В мыслях своих я, ворочаясь под одеялом, непрестанно возвращался к судьбе сестры, которая как женщина нуждалась если не в сочувствии, которое отвергала, то в надежности и защите. «Имант сумеет уберечь Дашу: мускульная сила его соответствует силе чувства и преданности, — убеждал я себя. — У него не возникнет другая любовь к сестре. Никогда… Надежность — главное его качество. Он как любит, так и будет любить!»

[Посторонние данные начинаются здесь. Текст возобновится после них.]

PR #1761, opened 2015-09-15
[MARKET-306] - Moved Show Plugin Information menu entry to the tools …

graimundo:
…menu. This entry will remain a responsibility of spoon and marketplace will add its own menu entry to the same menu grouping.


graimundo:
@mattyb149 please review

PR #1762, opened 2015-09-15
[BACKLOG-5087] Updated the startup memory setting to min:1G max:2G for client tools

dkincade:


dkincade:
@tkafalas @rmansoor @pedrofvteixeira @pentaho-nbaker please review...

PR #1117, opened 2015-03-18
[SP-1769] - Backport of PDI-13570 - Regression: Shared DB-connections wi...

akhayrutdinov:
...thout .kdb file not showing in Spoon 5.3 (5.3 Suite) - fixing an error

@mattyb149 review it please. 
This PR relates to #1113. I missed an error yesterday

PR #1764, opened 2015-09-15
[PDI-14349] Remove password from URI logging

AlexanderBuloichik:


core/src/org/pentaho/di/core/vfs/KettleVFS.java
```diff
@@ -151,8 +154,8 @@ public static FileObject getFileObject( String vfsFilename, VariableSpace space,
 
       return fileObject;
     } catch ( IOException e ) {
-      throw new KettleFileException( "Unable to get VFS File object for filename '"
```
deinspanjer: Please move the fileObject variable in line 147 out of the try scope, then call getFriendlyURI(fileObject) instead of the string filename signature.

core/src/org/pentaho/di/core/vfs/KettleVFS.java
```diff
@@ -390,4 +393,29 @@ public static FileInputStream getFileInputStream( FileObject fileObject ) throws
     return new FileInputStream( fileObject.getName().getPathDecoded() );
   }
 
+  /**
+   * Returns a "friendly path", this is a path without a password.
+   */
+  public static String getFriendlyURI( String uri ) {
```
deinspanjer: Please make a new signature for getFriendlyURI( FileObject fileObject) that calls FileObject.getFriendlyURI().  Then, change this one to call this.getFriendlyURI(this.getFileObject(uri)) // minus the "this."

We want both signatures available to developers, but since they will already have a handle to a fileObject, we should cater to that.

core/test-src/org/pentaho/di/core/vfs/KettleVFSTest.java
```diff
@@ -0,0 +1,39 @@
...
+package org.pentaho.di.core.vfs;
+
+import static org.junit.Assert.assertEquals;
+
+import org.junit.Test;
+
+public class KettleVFSTest {
+
+  @Test
+  public void checkFriendlyURI() {
```
deinspanjer: Please add a few more asserts for other types of URIs such as:
*  a relative path: "./subdir/file.txt"
*  a file: scheme: "file:///tmp/test.txt"
*  hdfs schemes with and without passwords
*  ftp, sftp, ftps - with and without password
*  zip, gzip, tar
*  a complex wrapped scheme: tar:gz: hdfs://user:pass@somehost:8080/downloads/some_file.tar.gz!/mytar.tar!/path/in/tar/README.txt

Note, I'm not sure whether your test is ever actually hitting the VFS code.  It might be only following the exception path since these tests were not actually valid files.  Try testing some actual files that exist in the test resources directory using the fileObject signature.

engine/src/org/pentaho/di/trans/steps/textfileoutput/TextFileOutput.java
```diff
@@ -647,7 +647,7 @@ public void openNewFile( String baseFilename ) throws KettleException {
         }
 
         if ( log.isDetailed() ) {
-          logDetailed( "Opened new file with name [" + filename + "]" );
+          logDetailed( "Opened new file with name [" + KettleVFS.getFriendlyURI( filename ) + "]" );
```
deinspanjer: Check the changes in this file to see if any of the getFriendlyURI calls should be using the FileObject signature instead.

deinspanjer:
Closed.  Campbell provided an alternate PR in #1117

PR #1765, opened 2015-09-15
PDI-14364 In spoon, the Insert/update step’s “Edit mapping” leaves Update Y/N selection in Update/Insert Table empty.

dhanasgit:
To solve this issue, I added one line of code in 
ui/src/org/pentaho/di/ui/trans/steps/insertupdate/InsertUpdateDialog.java.


bkemper-pentaho:
I don't believe this is a valid fix.   The field setting should be gotten from the metadata step, not simply set to 'Y'...

PR #1767, opened 2015-09-15
[PDI-11864]: As a Salesforce ETL Developer make Salesforce Upsert Ste…

TatsianaKasiankova:
…p Better by having reference fields handled correctly

This implementation has been done as part of possible changes within the PR https://github.com/pentaho/pentaho-kettle/pull/435.
What was done:
1)For all sales force fields we add field.getName() into targets list;
2)For the reference fields we also scan referenced objects and then uses idLookup fields in them to display target field name in format:
objectReferenceTo:externalIdField/lookupField


TatsianaKasiankova:
@rpbouman , @pamval 
Hi, please look at this one.

pamval:
@rpbouman please review

PR #1782, opened 2015-09-17
[PDI-14358] Add option to TextFileInput to use null for missing values

overtron:
- add a check box on content tab of dialog
- true means empty values are null
- false means empty values are NULL_STRING constant
- defaults check box to true for backward compatibility
- if tag isn't found in XML, defaults to true


pamval:
Pull requests must be issued against the master branch.

Inclusion in past releases will be evaluated internally after that.

thanks!

PR #1783, opened 2015-09-18
[PDI-12814] Need to prohibit empty names when adding new users or roles

MikhailHubanau:
[PDI-12814](http://jira.pentaho.com/browse/PDI-12814) has UX Feedback with two requirement items.
This PR fixes issue but implements only second item of UX Feedback (first item is still need to be implemented). 
Also it should be noted that this PR implements "Dialog Button: Close" requirement (from second UX item) but org.eclipse.swt.widgets.MessageBox (which is used for dialog) does not support button name changes (always will be "OK"). So if we use current MessageBox as dialog base "Dialog Button: Close" implementation will not be visible.


MikhailHubanau:
EE https://github.com/pentaho/pdi-ee-plugin/pull/287

MikhailHubanau:
@dkincade @mbatchelor Could you please review?

dkincade:
@mattyb149 @rmansoor @pentaho-nbaker please review or pass along to others

MikhailHubanau:
Added.

PR #5435, opened 2018-06-04
[BACKLOG-23402] Adds MDI support to Execute Row SQL script step

pentaho-mracine:


pentaho-mracine:
@pentaho/r2d2 please review

PR #5445, opened 2018-06-06
[PDI-17325] Makes Kettle use JDBC metadata first and only in case of …

lucboudreau:
…failure use a prepared statement to lookup table and column metadata.


lucboudreau:
@pentaho/moseisley For a quick review. Would appreciate a second set of eyes. I tried this over oracle, mysql, pgsql, google bigquery.

PR #5448, opened 2018-06-06
[PDI-17248] MDI Set Variable is not replacing value after applying Se…

ppatricio:
…rvice Pack

As discussed with Jens, the child always get parameters from parent, even if the child doesn't have that same parameter in his context.  In that way, we need to create that same parameter in childNamedParams every time child doesn't have it, otherwise it gets lost, as in PDI-17248.

@pamval @mbatchelor @pentaho-lmartins

### DIFF
--- a/engine/src/main/java/org/pentaho/di/trans/StepWithMappingMeta.java
+++ b/engine/src/main/java/org/pentaho/di/trans/StepWithMappingMeta.java
@@ -32,6 +32,7 @@ import org.pentaho.di.core.Const;
 import org.pentaho.di.core.ObjectLocationSpecificationMethod;
 import org.pentaho.di.core.exception.KettleException;
 import org.pentaho.di.core.logging.LogChannel;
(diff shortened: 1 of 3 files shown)


engine/src/main/java/org/pentaho/di/trans/StepWithMappingMeta.java
```diff
@@ -248,6 +249,15 @@ public static void activateParams( VariableSpace childVariableSpace, NamedParams
           // this is explicitly checked for up front
         }
       } else {
+        try {
+          childNamedParams.addParameterDefinition( key, "", "" );
+          childNamedParams.setParameterValue( key, value );
+        } catch ( DuplicateParamException e ) {
+          e.printStackTrace();
```
mbatchelor: No to e.printStackTrace() - these should use the standard logging mechanism, not print a stack trace

ppatricio:
Hi Mark, PR updated.

PR #5453, opened 2018-06-07
[PDI-17325] Makes Kettle use JDBC metadata first and only in case of …

lucboudreau:
…failure use a prepared statement to lookup table and column metadata.

### DIFF
--- a/core/src/main/java/org/pentaho/di/core/row/value/ValueMetaBase.java
+++ b/core/src/main/java/org/pentaho/di/core/row/value/ValueMetaBase.java
@@ -4539,6 +4539,16 @@ public class ValueMetaBase implements ValueMetaInterface {
     return originalScale;
   }
 
+  @Override
+  public int getOriginalNullable() {
+    return originalNullable;
+  }
+
+  @Override
+  public boolean getOriginalSigned() {
+    return originalSigned;
+  }
+
   /*
    * Original JDBC RecordSetMetaData
    *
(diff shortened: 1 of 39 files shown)


lucboudreau:
Please do not merge just yet. This is close to the final version, but there will be another PR for data-access coming.

core/src/main/java/org/pentaho/di/core/row/value/ValueMetaBase.java
```diff
@@ -4953,6 +4963,242 @@ protected void getOriginalColumnMetadata( ValueMetaInterface v, ResultSetMetaDat
...
+            // If we're dealing with PostgreSQL and double precision types
+            if ( databaseMeta.getDatabaseInterface() instanceof PostgreSQLDatabaseMeta && originalColumnType == java.sql.Types.DOUBLE
+                && precision >= 16 && length >= 16 ) {
+              precision = -1;
+              length = -1;
+            }
+
+            // MySQL: max resolution is double precision floating point (double)
+            // The (12,31) that is given back is not correct
+            if ( databaseMeta.getDatabaseInterface().isMySQLVariant() ) {
```
mbatchelor: Is there any way we can put this kind of stuff into the specific dialect ? I know this class is littered with these things already, but I'd rather not add more if we can avoid it.

core/src/main/java/org/pentaho/di/core/row/value/ValueMetaBase.java
```diff
@@ -4953,6 +4963,242 @@ protected void getOriginalColumnMetadata( ValueMetaInterface v, ResultSetMetaDat
...
+                valtype = ValueMetaInterface.TYPE_BIGNUMBER;
+              }
+            } else { // we have a precision: keep NUMBER or change to BIGNUMBER?
+              if ( length > 15 || precision > 15 ) {
+                valtype = ValueMetaInterface.TYPE_BIGNUMBER;
+              }
+            }
+          }
+
+          if ( databaseMeta.getDatabaseInterface() instanceof PostgreSQLDatabaseMeta
```
mbatchelor: Is there any way we can put this kind of stuff into the specific dialect ? I know this class is littered with these things already, but I'd rather not add more if we can avoid it.

core/src/main/java/org/pentaho/di/core/row/value/ValueMetaBase.java
```diff
@@ -4953,6 +4963,242 @@ protected void getOriginalColumnMetadata( ValueMetaInterface v, ResultSetMetaDat
...
+              || databaseMeta.getDatabaseInterface() instanceof GreenplumDatabaseMeta ) {
+            // undefined size => arbitrary precision
+            if ( originalColumnType == java.sql.Types.NUMERIC && length == 0 && precision == 0 ) {
+              valtype = ValueMetaInterface.TYPE_BIGNUMBER;
+              length = -1;
+              precision = -1;
+            }
+          }
+
+          if ( databaseMeta.getDatabaseInterface() instanceof OracleDatabaseMeta ) {
```
mbatchelor: As above

core/src/main/java/org/pentaho/di/core/row/value/ValueMetaBase.java
```diff
@@ -4953,6 +4963,242 @@ protected void getOriginalColumnMetadata( ValueMetaInterface v, ResultSetMetaDat
...
+            if ( precision == 0 && length == 38 ) {
+              valtype = ( (OracleDatabaseMeta) databaseMeta.getDatabaseInterface() )
```
mbatchelor: Ditto

core/src/main/java/org/pentaho/di/core/row/value/ValueMetaBase.java
```diff
@@ -4953,6 +4963,242 @@ protected void getOriginalColumnMetadata( ValueMetaInterface v, ResultSetMetaDat
...
+          break;
+
+        case java.sql.Types.DATE:
+          if ( databaseMeta.getDatabaseInterface() instanceof TeradataDatabaseMeta ) {
+            precision = 1;
+          }
+        case java.sql.Types.TIME:
+          valtype = ValueMetaInterface.TYPE_DATE;
+          //
+          if ( databaseMeta.getDatabaseInterface().isMySQLVariant() ) {
```
mbatchelor: zzzzzz... same

core/src/main/java/org/pentaho/di/core/row/value/ValueMetaBase.java
```diff
@@ -4953,6 +4963,242 @@ protected void getOriginalColumnMetadata( ValueMetaInterface v, ResultSetMetaDat
...
+        case java.sql.Types.BLOB:
+        case java.sql.Types.VARBINARY:
+        case java.sql.Types.LONGVARBINARY:
+          valtype = ValueMetaInterface.TYPE_BINARY;
+
+          if ( databaseMeta.isDisplaySizeTwiceThePrecision()
+              && ( 2 * originalPrecision ) == originalColumnDisplaySize ) {
+            // set the length for "CHAR(X) FOR BIT DATA"
+            length = originalPrecision;
+          } else if ( ( databaseMeta.getDatabaseInterface() instanceof OracleDatabaseMeta )
```
mbatchelor: Yet again

engine/src/main/java/org/pentaho/di/trans/steps/dimensionlookup/DimensionLookupMeta.java
```diff
@@ -1360,7 +1359,7 @@ private void checkLookup( List<CheckResultInterface> remarks, StepMeta stepinfo,
 
         if ( !Utils.isEmpty( tableName ) ) {
           String schemaTable = databaseMeta.getQuotedSchemaTableCombination( schemaName, tableName );
```
mbatchelor: Don't think we need this line anymore except for error condition. Maybe only run that code in case of error.

engine/src/main/java/org/pentaho/di/trans/steps/gettablenames/GetTableNames.java
```diff
@@ -244,7 +244,13 @@ public boolean processRow( StepMetaInterface smi, StepDataInterface sdi ) throws
         // handle simple primary key (one field)
         String sql =
           data.db
-            .getCreateTableStatement( tableName, data.db.getTableFields( tableName ), null, false, pk, true );
+            .getCreateTableStatement(
```
mbatchelor: don't think we need these all on their own line

engine/src/main/java/org/pentaho/di/trans/steps/sqlfileoutput/SQLFileOutputMeta.java
```diff
@@ -602,13 +602,13 @@ public void check( List<CheckResultInterface> remarks, TransMeta transMeta, Step
         if ( !Utils.isEmpty( tablename ) ) {
           String schemaTable = databaseMeta.getQuotedSchemaTableCombination( schemaName, tablename );
```
mbatchelor: Think we can remove this line or only define in case of error

engine/src/main/java/org/pentaho/di/trans/steps/tableoutput/TableOutputMeta.java
```diff
@@ -606,17 +606,18 @@ public void check( List<CheckResultInterface> remarks, TransMeta transMeta, Step
         remarks.add( cr );
 
         if ( !Utils.isEmpty( tableName ) ) {
+          String realSchemaName = db.environmentSubstitute( schemaName );
+          String realTableName = db.environmentSubstitute( tableName );
           String schemaTable =
```
mbatchelor: I think this can go or only define in case of error

ui/src/main/java/org/pentaho/di/ui/trans/steps/databaselookup/DatabaseLookupDialog.java
```diff
@@ -846,7 +845,10 @@ private void getlookup() {
           String schemaTable =
```
mbatchelor: This can go except in case of error

engine/src/main/java/org/pentaho/di/trans/steps/sqlfileoutput/SQLFileOutputMeta.java
lucboudreau: This one is used at least 2 times, if not 3. I'll leave this one here.

engine/src/main/java/org/pentaho/di/trans/steps/tableoutput/TableOutputMeta.java
lucboudreau: Same here. Will be touched 2-3 times at least.

lucboudreau:
@mbatchelor I looked into the issue of the huge switch statement. To do things right, we'll need to push each of those rules into the dialect, plus we need a way to have them run in the right order. Take 'length' for example. It is defined and overridden in a number of places. This refactoring is too risky compared to fixing this issue by using the adapted code which used to read ResultSets. I will document this in Jira correctly and we'll get back to it on its own.

PR #5454, opened 2018-06-07
[PDI-16638] - Fix multi-threading issue

mbatchelor:
* Uses read/write lock on ioMeta
* Changes variable name in BaseStep
* Stops everyone from being able to use ioMeta directly
* Fixes several inefficient loops that keep calling into the getter

Note - If you process this PR, please immediately process the PR for pentaho-r-plugin. PDI will fail to start up without the fix.

### DIFF
--- a/engine/src/main/java/org/pentaho/di/trans/step/BaseStepMeta.java
+++ b/engine/src/main/java/org/pentaho/di/trans/step/BaseStepMeta.java
@@ -22,14 +22,7 @@
 
 package org.pentaho.di.trans.step;
 
-import java.io.InputStream;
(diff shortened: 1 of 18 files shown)


sudhanshu-Tango:
@mbatchelor 

Some heads up about this would have been appreciated, changing a protected field name in a point release caught us off guard and broke many 3rd party plugins that were using it for multi stream output (stream schema merge and others)

mattcasters:
This is completely stupid folks.  Why break plugins at all customers and partners when you could have just make things compatible with a little bit of extra effort?

PR #5457, opened 2018-06-08
[BACKLOG-23276] Changes to add tooltip for deprecated steps

ddiroma:


ddiroma:
@pentaho/r2d2 

Please disregard the checkstyle violations...they have nothing to do with my changes.

ddiroma:
@mdamour1976

core/src/main/java/org/pentaho/di/core/plugins/BasePluginType.java
```diff
@@ -672,6 +675,8 @@ protected URLClassLoader createUrlClassLoader( URL jarFileUrl, ClassLoader class
 
   protected abstract String extractDocumentationUrl( java.lang.annotation.Annotation annotation );
 
+  protected abstract String extractSuggestedStep( java.lang.annotation.Annotation annotation );
```
bmorrise: Any reason why this can't be a default implementation so we don't have to override in every plugin that doesn't need it?

core/src/main/java/org/pentaho/di/core/plugins/Plugin.java
```diff
@@ -62,6 +62,7 @@
   private String documentationUrl;
   private String casesUrl;
   private String forumUrl;
+  private String suggestedStep;
```
bmorrise: It feels strange having this meta specific to steps generically added to Plugin. I wonder if there is a way to move this to be more specific to steps.

PR #5478, opened 2018-06-12
[BACKLOG-24014] adding guards against null and incorrect data from the step metrics table

ricksjames:
[BACKLOG-24014] adding guards against null and incorrect data from the step metrics table


ricksjames:
@pentaho/ackbar please review

PR #5480, opened 2018-06-12
[BACKLOG-23276] Fixes for deprecated icon size and implementation for…

ddiroma:
… when ktr is opened to pick up deprecated UI look and feel


ddiroma:
@pentaho/r2d2 
Not quite sure why so many broken tests, but they are not related to my changes.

Заключая спектакль, исполнители всех ролей должны были выходить для «поклонов» по одному. На этом настояла Нелли Рудольфовна, хоть и не была постановщиком пьесы. Она отсутствовала на рядовых репетициях и даже на генеральной, дабы все убедились, что у нее к спектаклю нет особого и тем более необъективного интереса.
Единственное, чего ей хотелось, — чтобы кланялись поодиночке. Режиссер подчинился. И объяснил:
— Красовская считает, что таким сценическим способом характеры не будут скопом ломиться в память зрителей, а войдут индивидуально. И прочно.
Он был выпускником режиссерского факультета — и в дебаты с Нелли Рудольфовной не вступал.
Произошел, быть может, единственный в истории сцены случай. На репетициях Даша была одной, а дома, перед всеми нами и Имантом, она томительно и упорно создавала образ величайшей страдалицы, «без вины виноватой» мученицы, ввергнутой в конфликт между счастьем и совестью. Мы вместе, всей семьей, сочинили даже несколько фраз, которых не было у порочно даровитого автора. «Злодейка» этими фразами скупо, не взывая к жалости, давала понять, что ради любви, ни на что не надеясь, рассталась со своим прежним мужем и прежним благополучием. Получалось, что она не расчетливо, как намекал автор, не корыстно, а с завязанными глазами кинулась в неизвестность.